— Я считаю, что лучше вообще не закупаться.
— Вы не любите Рождество?
Кики задумалась.
— Нет, я бы так не сказала. Но я утратила чувство Рождества. Я любила Рождество во Флориде — оно там теплое, но дело не в этом. Просто мой отец был священником, и благодаря ему этот праздник был полон смысла. Не то чтобы даже религиозного: для отца Рождество означало надежду на лучшее. Так он его понимал. В те времена Рождество служило напоминанием о наших возможностях. Теперь это только раздача подарков.
— А вы подарки не любите?
— Нет, я устала от вещей.
— И все-таки вы в моем списке, — игриво сказала Карлин и, обернувшись, помахала Кики белым блокнотиком. Затем, уже серьезнее, она добавила:
— Мне бы хотелось подарить вам что-нибудь, в знак благодарности. Я вела довольно одинокую жизнь. Но появились вы, составили мне компанию. Несмотря на то, что сейчас со мной не так уж и весело.

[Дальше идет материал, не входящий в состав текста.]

PR #5543, opened 2019-03-26
Generic quickbuttons template

SychO9:
I'm not sure this is a good change at this stage, but that's for you devs to decide.

Here's what this PR does
* Adds a generic template for the quickbuttons layout and adds a hook for each set of quickbuttons array to enable manipulation without modifications.
* Removes the **create_button** function, it is only used in a few spots in the moderation section to remove icons using the **use_buttons** template setting.
* Removes the **use_button** template setting, there is no use in a setting that only makes a difference in a couple sections of the forum.

### DIFF
--- a/Sources/Recent.php
+++ b/Sources/Recent.php
@@ -454,9 +454,6 @@ function RecentPosts()
 		$context['posts'][$counter]['can_quote'] = $context['posts'][$counter]['can_reply'] && $quote_enabled;
 	}
 
-	// Allow last minute changes.
-	call_integration_hook('integrate_recent_RecentPosts');
-
 	// Last but not least, the quickbuttons
 	foreach ($context['posts'] as $key => $post)
 	{
@@ -482,6 +479,9 @@ function RecentPosts()
 			),
 		);
 	}
+
+	// Allow last minute changes.
+	call_integration_hook('integrate_recent_RecentPosts');
 }
 
 /**
--- a/Sources/Recent.php
+++ b/Sources/Recent.php
@@ -456,6 +456,32 @@ function RecentPosts()
 
 	// Allow last minute changes.
 	call_integration_hook('integrate_recent_RecentPosts');
+
+	// Last but not least, the quickbuttons
+	foreach ($context['posts'] as $key => $post)
+	{
+		$context['posts'][$key]['quickbuttons'] = array(
+			'reply' => array(
+				'label' => $txt['reply'],
+				'href' => $scripturl.'?action=post;topic='.$post['topic'].'.'.$post['start'],
+				'icon' => 'reply_button',
+				'show' => $post['can_reply']
+			),
+			'quote' => array(
+				'label' => $txt['quote_action'],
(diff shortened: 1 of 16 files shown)


Sources/Recent.php
```diff
@@ -456,6 +456,32 @@ function RecentPosts()
 
 	// Allow last minute changes.
 	call_integration_hook('integrate_recent_RecentPosts');
+
+	// Last but not least, the quickbuttons
+	foreach ($context['posts'] as $key => $post)
```
live627, line 458: This should be  before the hook.

Themes/default/ReportedContent.template.php
```diff
@@ -206,18 +180,27 @@ function template_viewmodreport()
...
+		),
+		'close' => array(
+			'text' => $context['report']['closed'] ? 'mc_reportedp_open' : 'mc_reportedp_close',
+			'url' => $scripturl.'?action=moderate;area=reportedposts;sa=handle;closed='.(int) !$context['report']['closed'].';rid='.$context['report']['id'].';'.$context['session_var'].'='.$context['session_id'].';'.$context['mod-report-closed_token_var'].'='.$context['mod-report-closed_token'],
+			'icon' => 'close'
+		)
+	);
+
+					// Report buttons 
+					template_button_strip($report_buttons, 'right');
```
Sesquipedalian: Nit: Please fix the indentation of these lines.

Themes/default/ReportedContent.template.php
```diff
@@ -499,18 +460,26 @@ function template_viewmemberreport()
...
+		),
+		'close' => array(
+			'text' => $context['report']['closed'] ? 'mc_reportedp_open' : 'mc_reportedp_close',
+			'url' => $scripturl.'?action=moderate;area=reportedmembers;sa=handle;closed='.(int)!$context['report']['closed'].';rid='.$context['report']['id'].';'.$context['session_var'].'='.$context['session_id'].';'.$context['mod-report-closed_token_var'].'='.$context['mod-report-closed_token'],
+			'icon' => 'close'
+		)
+	);
+
+					// Report buttons
+					template_button_strip($report_buttons, 'right');
```
Sesquipedalian: Nit: Please fix the indentation of these lines.

Sources/Subs.php
```diff
@@ -4407,32 +4407,6 @@ function text2words($text, $max_chars = 20, $encrypt = false)
...
- * Creates an image/text button
- *
- * @param string $name The name of the button (should be a main_icons class or the name of an image)
- * @param string $alt The alt text
- * @param string $label The $txt string to use as the label
- * @param string $custom Custom text/html to add to the img tag (only when using an actual image)
- * @param boolean $force_use Whether to force use of this when template_create_button is available
- * @return string The HTML to display the button
- */
-function create_button($name, $alt, $label = '', $custom = '', $force_use = false)
```
Sesquipedalian: Rather than deleting this function, it would be better to simply mark it as deprecated in its documentation block. That will better maintain backwards compatibility for mods and themes from 2.0.

Sesquipedalian (changes requested):

Sesquipedalian (approved):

— Не говорите чепухи. С вами приятно общаться, я хотела бы видеть вас чаще. Немедленно вычеркните меня!
Но имя Кики в списке осталось, хотя никакой подарок напротив него не значился. Они побродили по огромному, холодному торговому центру и нашли кое - какую одежду для Виктории и Майкла. Карлин бьгла нервным, бестолковым покупателем, который по двадцать минут ощупывает прекрасную вещь и уходит без нее, а затем в спешке покупает три невзрачных. Она постоянно твердила о выгодных покупках и бережливости, что слегка угнетало Кики, тем более с деньгами у Кипсов было все в порядке. Монти, однако, она хотела купить «что-то особенное», и они решились на пеший марш - бросок длиной в три заснеженных квартала, чтобы добраться до более изысканного и камерного бутика, где, по мнению Карлин, должна была продаваться подходящая трость с резной ручкой.
— Какие у вас планы на Рождество? — спросила Кики, когда они лавировали между людьми на Ньюбери Стрит. — Куда поедете? В Англию?
— Обычно мы проводим Рождество в деревне. У нас чудесный дом в местечке Айден. Это неподалеку от Уинчелси Бич[68]. Знаете?
Кики не знала.
— Это прекраснейшее место на земле. Но в нынешнем году мы останемся в Америке. Майкл уже здесь, он пробудет до третьего января. Скорей бы его увидеть! Друзья предоставили нам дом в Амхерсте — как раз рядом с местом, где жила Эмили Дикинсон. Вам бы он понравился — замечательный дом, я там была. Он такой просторный, хотя наш айденский все равно уютнее. Но главное, там потрясающая коллекция живописи. Три Эдварда Хоппера, два Сингера Сарджента и Миро![69] Кики ахнула и хлопнула в ладоши.
— Боже, я обожаю Хоппера! Невероятно! Я просто немею перед его картинами. Представляю, каково иметь его у себя дома. Я вам так завидую. Хотела бы я их увидеть. Это фантастика!
— Как раз сегодня мы получили ключи. Жду не дождусь, когда мы туда поедем. Но сначала Монти и дети должны вернуться домой. — Последнее, произнесенное в задумчивости слово, по видимому, натолкнуло Карлин на другую мысль. — Как дела дома, Кики? Я много думала о вас. Переживала, как вы.
Кики приобняла подругу одной рукой.
— Не стоит беспокоиться, Карлин, честное слово. Все в порядке. Жизнь идет своим чередом. Хотя, конечно, Рождество не самая легкая пора в нашем доме, — прощебетала она, ловко меняя тему. — Говард не выносит этот праздник.
— Говард… ну и ну. Он столько всего не выносит. Живопись, моего мужа…
Кики открыла рот, чтобы как-то парировать этот выпад. Карлин потрепала ее по руке.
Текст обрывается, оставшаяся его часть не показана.